• [PROBLEM DESCRIPTION]
Output all records below verbatim.

• [INPUT DATA]
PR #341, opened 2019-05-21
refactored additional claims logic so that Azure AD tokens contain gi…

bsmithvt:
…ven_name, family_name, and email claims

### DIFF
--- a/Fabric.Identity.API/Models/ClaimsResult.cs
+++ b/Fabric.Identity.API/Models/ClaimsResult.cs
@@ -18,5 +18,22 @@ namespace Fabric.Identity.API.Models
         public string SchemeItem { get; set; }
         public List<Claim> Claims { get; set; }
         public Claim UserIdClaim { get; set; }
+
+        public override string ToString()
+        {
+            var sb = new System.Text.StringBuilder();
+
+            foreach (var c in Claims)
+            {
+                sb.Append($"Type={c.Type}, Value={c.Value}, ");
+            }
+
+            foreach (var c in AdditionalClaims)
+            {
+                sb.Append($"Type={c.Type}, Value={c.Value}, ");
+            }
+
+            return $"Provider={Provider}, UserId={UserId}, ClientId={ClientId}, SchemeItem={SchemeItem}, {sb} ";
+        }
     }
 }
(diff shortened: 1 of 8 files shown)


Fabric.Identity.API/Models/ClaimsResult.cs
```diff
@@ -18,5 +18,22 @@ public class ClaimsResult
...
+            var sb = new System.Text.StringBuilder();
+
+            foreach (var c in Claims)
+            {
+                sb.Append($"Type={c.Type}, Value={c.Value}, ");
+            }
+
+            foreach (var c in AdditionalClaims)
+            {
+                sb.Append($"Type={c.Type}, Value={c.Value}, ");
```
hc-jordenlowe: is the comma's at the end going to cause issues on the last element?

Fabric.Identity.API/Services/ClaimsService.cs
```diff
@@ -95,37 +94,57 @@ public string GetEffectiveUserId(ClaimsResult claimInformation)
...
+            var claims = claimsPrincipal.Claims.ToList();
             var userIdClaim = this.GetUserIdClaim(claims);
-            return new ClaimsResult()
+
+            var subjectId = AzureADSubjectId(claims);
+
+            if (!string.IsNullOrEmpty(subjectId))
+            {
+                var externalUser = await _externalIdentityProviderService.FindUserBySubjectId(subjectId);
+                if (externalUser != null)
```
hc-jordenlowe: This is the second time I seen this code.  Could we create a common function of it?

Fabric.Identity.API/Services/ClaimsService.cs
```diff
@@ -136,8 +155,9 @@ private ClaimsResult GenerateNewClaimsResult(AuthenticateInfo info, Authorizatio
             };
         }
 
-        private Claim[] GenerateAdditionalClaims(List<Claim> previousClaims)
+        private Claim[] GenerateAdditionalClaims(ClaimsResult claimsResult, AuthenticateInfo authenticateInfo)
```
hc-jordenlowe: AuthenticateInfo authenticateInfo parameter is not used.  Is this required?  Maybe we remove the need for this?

• [SOLUTION TO THE EXERCISE]
PR #341, opened 2019-05-21
refactored additional claims logic so that Azure AD tokens contain gi…

bsmithvt:
…ven_name, family_name, and email claims

### DIFF
--- a/Fabric.Identity.API/Models/ClaimsResult.cs
+++ b/Fabric.Identity.API/Models/ClaimsResult.cs
@@ -18,5 +18,22 @@ namespace Fabric.Identity.API.Models
         public string SchemeItem { get; set; }
         public List<Claim> Claims { get; set; }
         public Claim UserIdClaim { get; set; }
+
+        public override string ToString()
+        {
+            var sb = new System.Text.StringBuilder();
+
+            foreach (var c in Claims)
+            {
+                sb.Append($"Type={c.Type}, Value={c.Value}, ");
+            }
+
+            foreach (var c in AdditionalClaims)
+            {
+                sb.Append($"Type={c.Type}, Value={c.Value}, ");
+            }
+
+            return $"Provider={Provider}, UserId={UserId}, ClientId={ClientId}, SchemeItem={SchemeItem}, {sb} ";
+        }
     }
 }
(diff shortened: 1 of 8 files shown)


Fabric.Identity.API/Models/ClaimsResult.cs
```diff
@@ -18,5 +18,22 @@ public class ClaimsResult
...
+            var sb = new System.Text.StringBuilder();
+
+            foreach (var c in Claims)
+            {
+                sb.Append($"Type={c.Type}, Value={c.Value}, ");
+            }
+
+            foreach (var c in AdditionalClaims)
+            {
+                sb.Append($"Type={c.Type}, Value={c.Value}, ");
```
hc-jordenlowe: is the comma's at the end going to cause issues on the last element?

Fabric.Identity.API/Services/ClaimsService.cs
```diff
@@ -95,37 +94,57 @@ public string GetEffectiveUserId(ClaimsResult claimInformation)
...
+            var claims = claimsPrincipal.Claims.ToList();
             var userIdClaim = this.GetUserIdClaim(claims);
-            return new ClaimsResult()
+
+            var subjectId = AzureADSubjectId(claims);
+
+            if (!string.IsNullOrEmpty(subjectId))
+            {
+                var externalUser = await _externalIdentityProviderService.FindUserBySubjectId(subjectId);
+                if (externalUser != null)
```
hc-jordenlowe: This is the second time I seen this code.  Could we create a common function of it?

Fabric.Identity.API/Services/ClaimsService.cs
```diff
@@ -136,8 +155,9 @@ private ClaimsResult GenerateNewClaimsResult(AuthenticateInfo info, Authorizatio
             };
         }
 
-        private Claim[] GenerateAdditionalClaims(List<Claim> previousClaims)
+        private Claim[] GenerateAdditionalClaims(ClaimsResult claimsResult, AuthenticateInfo authenticateInfo)
```
hc-jordenlowe: AuthenticateInfo authenticateInfo parameter is not used.  Is this required?  Maybe we remove the need for this?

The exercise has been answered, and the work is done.